The Z-Score helps quantify how far the current sentiment deviates from the historical norm, with high positive values indicating extreme bullish sentiment and high negative values signaling extreme bearish sentiment.
🔶 Signal Generation: Trading signals are derived from the Z-Score as follows:
Long Entry Signal: Occurs when the BTC Ratio Z-Score crosses above the thresholdLongEntry, suggesting bullish sentiment.
- Condition for Long Entry = BTC Ratio Z-Score > thresholdLongEntry
Long Exit/Short Entry Signal: Triggered when the BTC Ratio Z-Score drops below thresholdLongExit for exiting longs or below thresholdShortEntry for entering shorts, indicating a shift to bearish sentiment.
- Condition for Long Exit/Short Entry = BTC Ratio Z-Score < thresholdLongExit or BTC Ratio Z-Score < thresholdShortEntry
Short Exit Signal: Happens when the BTC Ratio Z-Score exceeds the thresholdShortExit, hinting at reducing bearish sentiment and a potential switch to bullish conditions.
- Condition for Short Exit = BTC Ratio Z-Score > thresholdShortExit
🔶Implementation and Visualization: The strategy applies these conditions for trade management, aligning with the selected trade direction. It visualizes the BTC Ratio Z-Score with horizontal lines at entry and exit thresholds, illustrating the current sentiment against historical norms.
█ Trade Direction
The strategy offers flexibility in trade direction, allowing users to choose between long, short, or both, depending on their market outlook and risk tolerance. This adaptability ensures that traders can align the strategy with their individual trading style and market conditions.
█ Usage
To employ this strategy effectively:
1. Customization: Begin by setting the trade direction and adjusting the Z-Score calculation period and entry/exit thresholds to match your trading preferences.

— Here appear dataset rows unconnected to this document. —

PR #9, opened 2015-11-02
Custom partitioner

Ishiihara:
This PR refactors `HdfsWriter` to a collection of `TopicPartitionWriters` and adds `FieldPartitioner` and `TimeBasedPartitioner`.


src/main/java/io/confluent/copycat/hdfs/CommittedFileFilter.java
```diff
@@ -17,8 +17,12 @@
 import org.apache.hadoop.fs.Path;
 import org.apache.hadoop.fs.PathFilter;
 
+import java.util.regex.Matcher;
+import java.util.regex.Pattern;
+
 
 public class CommittedFileFilter implements PathFilter {
+  private static Pattern pattern = Pattern.compile("\\w+_\\d+_\\d+_\\d+");
```
ewencp: I can never remember the exact set of legal chars for topics, but I don't think `\w` will cover it. For example `-` should be a valid char I think. If you check in Kafka's code, I think there's a unit test that checks valid names, that's probably a good source to get the definitive list of valid characters.

src/main/java/io/confluent/copycat/hdfs/DataWriter.java
```diff
@@ -0,0 +1,223 @@
...
+      TopicPartition tp = new TopicPartition(topic, partition);
+      bucketWriters.get(tp).buffer(record);
+    }
+
+    for (TopicPartition tp: assignment) {
+      bucketWriters.get(tp).write();
+    }
+  }
+
+  public void recover() {
```
ewencp: This is never used, only the `recover(TopicPartition)` version is.

src/main/java/io/confluent/copycat/hdfs/HdfsSinkConnectorConfig.java
```diff
@@ -25,41 +25,86 @@
...
   private static final String RETRY_BACKOFF_DOC = "The retry backoff in milliseconds.";
   public static final long RETRY_BACKOFF_DEFALUT = 5000L;
+
   public static final String HIVE_HOME_CONFIG = "hive.home";
   private static final String HIVE_HOME_DOC = "Hive home directory";
   public static final String HIVE_CONF_DIR_CONFIG = "hive.conf.dir";
   private static final String HIVE_CONF_DIR_DOC = "Hive configuration directory";
 
+  public static final String PARTITIONER_CLASS_CONFIG = "partitioner.class";
+  private static final String PARTITIONER_CLASS_DOC = "The partitioner class.";
```
ewencp: This probably warrants a bit more explanation...

src/main/java/io/confluent/copycat/hdfs/HdfsSinkConnectorConfig.java
```diff
@@ -25,41 +25,86 @@
...
+  public static final String PARTITIONER_CLASS_DEFALUT = "io.confluent.copycat.hdfs.partitioner.DefaultPartitioner";
+
+  public static final String PARTITION_FIELD_CONFIG = "partition.field";
```
ewencp: Not a problem for this round, but something to think about refactoring in the future -- you can separate out configs for different classes into their own AbstractConfig subclasses. That's one way to get around a) having all the configs in one place and b) having to manually validate fields that are required for only some of the partitioners. Of course, the drawback to not having all the configs in one class is that automatically generating docs will be a bit harder.

src/main/java/io/confluent/copycat/hdfs/TopicPartitionWriter.java
```diff
@@ -0,0 +1,461 @@
...
+  private Set<String> appended;
+  private long offset = -1;
+  private Map<String, Long> startOffsets;
+  private Map<String, Long> offsets;
+  private long timeoutMs;
+  private long failureTime;
+
+  private Pattern pattern = Pattern.compile("\\w+_\\d+_\\d+_\\d+");
+
+  public TopicPartitionWriter(String url,
```
ewencp: Nice, I like that the giant class is getting refactored to break it down into smaller pieces that also clarify how data is organized & processed.

src/main/java/io/confluent/copycat/hdfs/TopicPartitionWriter.java
```diff
@@ -0,0 +1,461 @@
...
+import java.util.regex.Matcher;
+import java.util.regex.Pattern;
+
+import io.confluent.copycat.avro.AvroData;
+import io.confluent.copycat.hdfs.partitioner.Partitioner;
+
+public class TopicPartitionWriter {
+  private static final Logger log = LoggerFactory.getLogger(TopicPartitionWriter.class);
+  private WAL wal;
+  private Map<String, String> tempfiles;
```
ewencp: I'm a bit confused how this works with more than one log file. In the case of time based partitioning, should there ever be more than one tempfile at a time? From what I can tell in this file, the partitioner isn't involved in deciding when to rotate files, so I'm not sure how we can correctly ensure exactly once delivery. Won't multiple open files here potentially break the way the WAL works?

Also, if the Partitioner isn't involved in choosing when to rotate, couldn't we end up with pretty bad file sizes? E.g. if the partitioner splits the data across many files, won't the files end up being quite small.

src/main/java/io/confluent/copycat/hdfs/TopicPartitionWriter.java
```diff
@@ -0,0 +1,461 @@
...
+  private Configuration conf;
+  private AvroData avroData;
+  private Set<String> appended;
+  private long offset = -1;
+  private Map<String, Long> startOffsets;
+  private Map<String, Long> offsets;
+  private long timeoutMs;
+  private long failureTime;
+
+  private Pattern pattern = Pattern.compile("\\w+_\\d+_\\d+_\\d+");
```
ewencp: I saw this pattern before, any place we could store it just once? Especially since I think it needs tweaking, so they are at risk of getting out of sync with each other.

src/main/java/io/confluent/copycat/hdfs/TopicPartitionWriter.java
```diff
@@ -0,0 +1,461 @@
...
+    }
+  }
+
+  public void write() {
+    long now = System.currentTimeMillis();
+    if (failureTime > 0 && now - failureTime < timeoutMs) {
+      return;
+    }
+    if (state.compareTo(State.WRITE_STARTED) < 0) {
+      recover();
```
ewencp: Just noticed that I think we missed something in the previous patch. When reusing `recover()` here, we need it to return a boolean or something -- if it does fail, then we should not continue to the loop below this, right? I think we should just be returning in that case.

src/main/java/io/confluent/copycat/hdfs/TopicPartitionWriter.java
```diff
@@ -0,0 +1,461 @@
...
+    if (writers.containsKey(encodedPartition)) {
+      RecordWriter writer = writers.get(encodedPartition);
+      writer.close();
+      writers.remove(encodedPartition);
+    }
+    recordCounter = 0;
+  }
+
+  private void closeTempfile() throws IOException {
+    for (String encodedPartition: tempfiles.keySet()) {
```
ewencp: I think I see the answer to my earlier question. Isn't this approach a problem if we write ? I think this patch basically makes it so we need atomic commits of multiple files since data can be spread across multiple files now. So we either need each entry in the WAL to include the list of renames to perform *or* we need some sort of start/end transaction records that indicate when all the information is available. Otherwise, `appendToWAL` might only manage to append a half the files and you'll deliver only half the data you expected to. As long as it's all guaranteed to be recorded in the WAL *or* we won't apply the half-completed write, it should be fine, but we need that guarantee.

By the way, this might be a good way to write a system test that stresses the WAL -- use a partitioning that causes a *lot* of files to be used in the same transaction. That'll drastically increase the likelihood of breaking the WAL/deliver guarantees.

src/main/java/io/confluent/copycat/hdfs/TopicPartitionWriter.java
```diff
@@ -0,0 +1,461 @@
...
+    long startOffset = startOffsets.get(encodedPartition) + 1;
+    long endOffset = offsets.get(encodedPartition) + 1;
+    String directory = getDirectory(encodedPartition);
+    String committedFile = FileUtils.committedFileName(url, topicsDir, directory, tp, startOffset, endOffset);
+    wal.append(tempfile, committedFile);
+    appended.add(tempfile);
+  }
+
+  private void appendToWAL() throws IOException {
+    for (String encodedPartition: tempfiles.keySet()) {
```
ewencp: I think I see the answer to my earlier question. Isn't this approach a problem if we write ? I think this patch basically makes it so we need atomic commits of multiple files since data can be spread across multiple files now. So we either need each entry in the WAL to include the list of renames to perform *or* we need some sort of start/end transaction records that indicate when all the information is available. Otherwise, `appendToWAL` might only manage to append a half the files and you'll deliver only half the data you expected to. As long as it's all guaranteed to be recorded in the WAL *or* we won't apply the half-completed write, it should be fine, but we need that guarantee.

By the way, this might be a good way to write a system test that stresses the WAL -- use a partitioning that causes a *lot* of files to be used in the same transaction. That'll drastically increase the likelihood of breaking the WAL/deliver guarantees.

src/main/java/io/confluent/copycat/hdfs/TopicPartitionWriter.java
```diff
@@ -0,0 +1,461 @@
...
+    }
+    long startOffset = startOffsets.get(encodedPartition) + 1;
+    long endOffset = offsets.get(encodedPartition) + 1;
+    String directory = getDirectory(encodedPartition);
+    String committedFile = FileUtils.committedFileName(url, topicsDir, directory, tp, startOffset, endOffset);
+    wal.append(tempfile, committedFile);
+    appended.add(tempfile);
+  }
+
+  private void appendToWAL() throws IOException {
```
ewencp: See above comment -- this method definitely needs some sort of adjustment to ensure exactly once delivery.

src/main/java/io/confluent/copycat/hdfs/partitioner/DailyPartitioner.java
```diff
@@ -0,0 +1,47 @@
...
+import java.util.Map;
+import java.util.concurrent.TimeUnit;
+
+import io.confluent.common.config.ConfigException;
+import io.confluent.copycat.hdfs.HdfsSinkConnectorConfig;
+
+public class DailyPartitioner extends TimeBasedPartitioner {
+
+  private static long partitionDurationMs = TimeUnit.HOURS.toMillis(24);
+  private static String pathFormat = "'daily'/YYYY/MM/dd/";
```
ewencp: I'm confused about what this string is doing. Is the `'daily'` supposed to be in there like that? And have the tick marks around it? Is that just joda time formatting? And if that's prefixing with a `daily` directory, is that what users would actually want or do they only want the `YYYY/MM/dd` part?

src/main/java/io/confluent/copycat/hdfs/partitioner/FieldPartitioner.java
```diff
@@ -0,0 +1,88 @@
...
+    Schema valueSchema = sinkRecord.valueSchema();
+    if (value instanceof Struct) {
+      Struct struct = (Struct) value;
+      Object partitionKey = struct.get(fieldName);
+      Type type = valueSchema.field(fieldName).schema().type();
+      switch (type) {
+        case INT8:
+        case INT16:
+        case INT32:
+        case INT64:
```
ewencp: float32, float64? Not sure how complete these needs to be. Long term, it might make sense to allow for settings like `PARTITION_FIELD_CONFIG = "user.name"` which is automatically turned into field/map entry lookups. Certainly ok to skip for now, but might be worth looking into what other systems support wrt partitioning to see whether something like that would be useful.

src/main/java/io/confluent/copycat/hdfs/partitioner/Partitioner.java
```diff
@@ -0,0 +1,30 @@
...
+
+import java.util.Map;
+
+/**
+ * Partition incoming records, and generates directories and file names in which to store the
+ * incoming records.
+ */
+public interface Partitioner {
+  void configure(Map<String, Object> config);
+  String encodePartition(SinkRecord sinkRecord);
```
ewencp: Can we add some documentation here? This is actually flexible enough and a nice extension point that people may want to implement their own Partitioners to plug in, especially as they would otherwise have to wait for updated releases. A small amount of guidance could go a long way here.

src/main/java/io/confluent/copycat/hdfs/partitioner/Partitioner.java
```diff
@@ -0,0 +1,30 @@
...
+  String encodePartition(Object partitionKey);
```
ewencp: This doesn't seem to be used anywhere except in a couple of tests. Can we get rid of it and the implementations?

src/main/java/io/confluent/copycat/hdfs/partitioner/Partitioner.java
```diff
@@ -0,0 +1,30 @@
...
+  String generatePartitionedPath(String topic, String encodedPartition);
```
ewencp: Can you explain why we need both `encodePartition(SinkRecord)` and `generatePartitionedPath`? It seems like if we generated the directory name we wanted to place the data under, that should be enough. Both are strings anyway so they seem equivalent.

More generally, the issue I mentioned about daylight savings time -- I'm wondering if it would be more reliable to have joda-time handle extracting just the date info and formatting it without us having to handle dividing the timeline up into even pieces. In particular, I'm worried that for something like the hourly partitioner, we currently might be generating the same directory name for two different blocks of time when daylight savings time hits (when the clock rolls back, we see the hour 2am - 3am 2x, but the unix timestamps are different). I'm honestly now sure how people would prefer for this to be handled....

src/main/java/io/confluent/copycat/hdfs/partitioner/TimeBasedPartitioner.java
```diff
@@ -0,0 +1,103 @@
...
+  protected void init(long partitionDurationMs, String pathFormat, Locale locale, DateTimeZone timeZone) {
+    this.partitionDurationMs = partitionDurationMs;
+    this.formatter = getDateTimeFormatter(pathFormat, timeZone).withLocale(locale);
+  }
+
+  private static DateTimeFormatter getDateTimeFormatter(String str, DateTimeZone timeZone) {
+    return DateTimeFormat.forPattern(str).withZone(timeZone);
+  }
+
+  private static long getPartition(long timeGranularityMs, long timestamp) {
```
ewencp: This method isn't used anywhere.

src/test/java/io/confluent/copycat/hdfs/partitioner/HourlyPartitionerTest.java
```diff
@@ -0,0 +1,46 @@
...
+public class HourlyPartitionerTest {
+
+  private Map<String, Object> createConfig() {
+    Map<String, Object> config = new HashMap<>();
+    config.put(HdfsSinkConnectorConfig.LOCALE_CONFIG, "en");
+    config.put(HdfsSinkConnectorConfig.TIMEZONE_CONFIG, "America/Los_Angeles");
+    return config;
+  }
+
+  @Test
```
ewencp: This is where we might a test for daylight savings time.

ewencp:
@Ishiihara This looks like it's very much in the right direction, the major issue I have is that I think the WAL implementation doesn't work correctly with multiple files.

@gwenshap Would be helpful to have your eyes on this as well. Not necessarily the whole patch, but that we're hitting the type of partitioning that users will find useful (and maybe a review to make sure any caveats around their functionality, like the DST issues I mentioned in the review for the DailyPartitioner).

Ishiihara:
@ewencp Sorry this turned out to be a much larger patch than I originally planned. Added the Hive execution service and some parquet related tests.

src/main/java/io/confluent/connect/hdfs/DataWriter.java
```diff
@@ -0,0 +1,333 @@
...
+  private Map<TopicPartition, Long> offsets;
+  private Set<TopicPartition> lastAssignment;
+  private HdfsSinkConnectorConfig connectorConfig;
+  private AvroData avroData;
+  private SinkTaskContext context;
+  private ExecutorService executorService;
+  private String hiveDatabase;
+  private HiveMetaStore hiveMetaStore;
+  private HiveUtil hive;
+  private Queue<Future> futures;
```
ewencp: Futures for what? This names could probably be clearer -- maybe something like `hiveUpdateFutures`?

src/main/java/io/confluent/connect/hdfs/DataWriter.java
```diff
@@ -0,0 +1,333 @@
...
+      writerProvider = format.getRecordWriterProvider();
+      schemaFileReader = format.getSchemaFileReader(avroData);
+
+      partitioner = createPartitioner(connectorConfig);
+
+      assignment = context.assignment();
+      offsets = new HashMap<>();
+      lastAssignment = new HashSet<>();
+
+      hiveIntegration = connectorConfig.getBoolean(HdfsSinkConnectorConfig.HIVE_INTEGRATION_CONFIG);
```
ewencp: Why do we need a separate boolean flag here to indicate whether Hive integration should be turned on? Shouldn't the existence of a Hive DB config be enough to tell whether you want Hive support?

src/main/java/io/confluent/connect/hdfs/DataWriter.java
```diff
@@ -0,0 +1,333 @@
...
+  public void write(Collection<SinkRecord> records) {
+    for (SinkRecord record: records) {
+      String topic = record.topic();
+      int partition = record.kafkaPartition();
+      TopicPartition tp = new TopicPartition(topic, partition);
+      topicPartitionWriters.get(tp).buffer(record);
+    }
+
+    if (hiveIntegration) {
+      Iterator<Future> iterator = futures.iterator();
```
ewencp: Would it make sense to do this in a callback tied to the future (e.g. see `FutureCallback` in Kafka Connect's utility library, that implements both a callback and a future)? It's not that big a deal to make it work as is, but it's basically polling on every `write` call rather than just being event-driven by removing the future immediately upon completion.

That said, maybe the current approach is just simpler since it avoids any additional locking? I assume the future is completed in the `executorService` thread.

src/main/java/io/confluent/connect/hdfs/HdfsSinkConnectorConfig.java
```diff
@@ -25,47 +25,115 @@
 
   public static final String HDFS_URL_CONFIG = "hdfs.url";
   private static final String HDFS_URL_DOC = "HDFS connection URL.";
-  public static final String RECORD_WRITER_PROVIDER_CLASS_CONFIG = "record.writer.provider.class";
-  private static final String RECORD_WRITER_PROVIDER_CLASS_DOC = "";
+
+  public static final String FORMAT_CONFIG = "format";
+  private static final String FORMAT_DOC = "The format class to use when writing data to HDFS.";
+  public static final String FORMAT_DEFAULT = "io.confluent.connect.hdfs.avro.AvroFormat";
```
ewencp: Are we choosing this as a default for some reason? Does it provide the best support of features, or is it an arbitrary choice?

src/main/java/io/confluent/connect/hdfs/HdfsSinkConnectorConfig.java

2. Observation: Monitor the Z-Score and its moving average for potential trading signals. Look for crossover events relative to the predefined thresholds to identify entry and exit points.
3. Confirmation: Consider using additional analysis or indicators for signal confirmation, ensuring a comprehensive approach to decision-making.
█ Default Settings
- Trade Direction: Determines if the strategy engages in long, short, or both types of trades, impacting its adaptability to market conditions.
- Timeframe Input: Influences signal frequency and sensitivity, affecting the strategy's responsiveness to market dynamics.
- Z-Score Calculation Period: Affects the strategy’s sensitivity to market changes, with longer periods smoothing data and shorter periods increasing responsiveness.
- Entry and Exit Thresholds: Set the Z-Score levels for initiating or exiting trades, balancing between capturing opportunities and minimizing false signals.
- Impact of Default Settings: Provides a balanced approach to leverage sentiment trading, with adjustments needed to optimize performance across various market conditions.